▶ REQUIRED WORK:
Copy each line of the records below that has "there" in it.
────────────────────
PR #8179, opened 2020-04-16
Fixes #8138

### LINKED ISSUE #8138: Notice: Undefined offset: 1 breaks design - Navheader
The notice in the image is breaking the design on servers having notices activated. Values are access directly from an array. Isset would probably fix this problem since we need to know if there will be something on the position that is accessed in the array before accessing it.
image

a18antsv:
Test if notice Undefined offset: 1 can appear. Be logged in and choose courses that do not have versions.
Link: http://group4.webug.his.se:20001/G4-2020-W17-ISSUE%238138/DuggaSys/courseed.php

### DIFF
--- a/Shared/navheader.php
+++ b/Shared/navheader.php
@@ -100,24 +100,26 @@
 							$query->execute();
 							$result = $query->fetch(PDO::FETCH_ASSOC);
 
-							// Changes format from 'HT20' to numbers to create the URL
-							$array = explode("T", $result['versname']);
-							$array[0]; 
-							$year = "20";
-							$year .= $array[1];
-							if ($array[0] === "H") {
-								$term = 2;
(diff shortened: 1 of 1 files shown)


a18petha:
Can't really understand the issue at hand here, are we only looking for direct match on the errors? I still encounter this error then selecting a course.
anton

is this related to issue#8138 ?

a18antsv:
> Can't really understand the issue at hand here, are we only looking for direct match on the errors? I still encounter this error then selecting a course.
> anton
> 
> is this error message related to issue#8138 ?

That issue is not related to this one. That notice is already fixed to our weekly branch in another pull request but this branch was created before that happened. The important part here is that you do not get this notice somewhere.
image

Issue #7385, opened 2019-05-22
Esc button doesn't work when trying to close the Edit course version/Delete dugga dialogs in sectioned.php


b17carma:
When trying to close the edit coruse dialog in sectioned.php by pressing the escape key, nothing happens.

c17johha:
is it this dialog?
![image](https://user-images.githubusercontent.com/49199825/58174618-964fcd00-7c9e-11e9-921f-62b1d7444685.png)

Works here on chrome and Firefox.

b17carma:
No, I mean the one in sectioned.php opened from the cog on the right of this picture:
![image](https://user-images.githubusercontent.com/37834592/58247765-b644c680-7d5a-11e9-9670-278cd0b17ceb.png)

PR #8180, opened 2020-04-16
Close the "new course version" and "edit course version" windows with ESC button, fix for issue #7385

a17towan:
It is now possible to close the "new course version" and "edit course version" windows with the **ESC** button.

These buttons:
image

And these windows:
image

image


a18jimol:
It works to close "new course version" and "edit course version" with the ESC button. Didn't find any problems or error. Looks good!

Issue #8011, opened 2020-04-09
Check database for course ID 


a18frior:
Validate new course version and edit course version forms by checking datebase for course ID to make sure that the user doesn't get duplicate key error.

a18antsv:
When courses are fetched from database and elements are created for each course in a list, there is the possibility to add a data-attribute (data-code) for each element with the value of the code for the course represented by that element in the list. These codes could later be extracted from the elements into an array and when validating a check could be made for if the value in the input is equal to any of the values in the array. This way would prevent fetching from database on each validation attempt.

a18antsv:
When editing a course one exception must be taken into consideration. You should be able to save the course with the same course code as the course previously had. If a list of all occupied course codes exists and a check against it is made it would prevent you from saving with the same course code again. The code the course actually has could be passed a data-attribute to the input element when the form is opened. This way it would be possible to make the exception to accept the same course code for the course the form is representing with the code in the data-attribute.

a18antsv:
The fix for this issue will also fix the problem with validation blocking necessary course names.

PR #8192, opened 2020-04-16
Fixes issue #8011

a18antsv:
Validation for course code. A message appears if the types course code is used by another course. This will prevent unnecessary ajax calls to server as well. For editing of courses a solution was implemented to still be able to save the course with the same course as it previously had without it getting blocked by validation of codes courses already have. 
Validation was reworked to be more general and code was cleaned up a bit.

Test if all validation works as expected.
- Should be possible to have multiple words in coursename.
- Dash can be in between two words like in Webbutveckling - datorgrafik only.

- When validating course codes it has to follow the format two letters, three digits, one letter. Example: 'IT108G'.
- A message should appear in real time when typing if course code is already in use by another course.
- It should be possible to save a course with the same course code as it previously had when editing a course. Try changing some in the input and then writing the previous course code again (no validation error should appear) and then type a course code that another course has (validation error should appear)

Link: http://group4.webug.his.se:20001/G4-2020-W17-ISSUE%238011/DuggaSys/courseed.php

### DIFF
--- a/DuggaSys/courseed.js
+++ b/DuggaSys/courseed.js
@@ -129,6 +129,10 @@ function selectCourse(cid, coursename, coursecode, visi, vers, edvers)
 	$("#cid").val(cid);
 	// Set Code
 	$("#coursecode").val(coursecode);
+
+	//Give data attribute to course code input to check if input value is same as actual code for validation
+	$("#coursecode").attr("data-origincode", coursecode);
+
 	// Set Visibiliy
 	str = "";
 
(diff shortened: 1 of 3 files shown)


o18marka:
Worth to mention is that course code cannot contain åäö according to validation. Though i assume this should never be a scenario anyways.

a18antsv:
@o18marka Yes, I do not think we would ever want to have a course code containing åäö so that's why I left it out. I just added åäö to the course name validation since it was not possible to create courses with åäö before. We are in Sweden with swedish course names so I definitely think courses could come up on LenaSYS that requires åäö.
────────────────────
▶ EXERCISE ANSWER:
The notice in the image is breaking the design on servers having notices activated. Values are access directly from an array. Isset would probably fix this problem since we need to know if there will be something on the position that is accessed in the array before accessing it.
When courses are fetched from database and elements are created for each course in a list, there is the possibility to add a data-attribute (data-code) for each element with the value of the code for the course represented by that element in the list. These codes could later be extracted from the elements into an array and when validating a check could be made for if the value in the input is equal to any of the values in the array. This way would prevent fetching from database on each validation attempt.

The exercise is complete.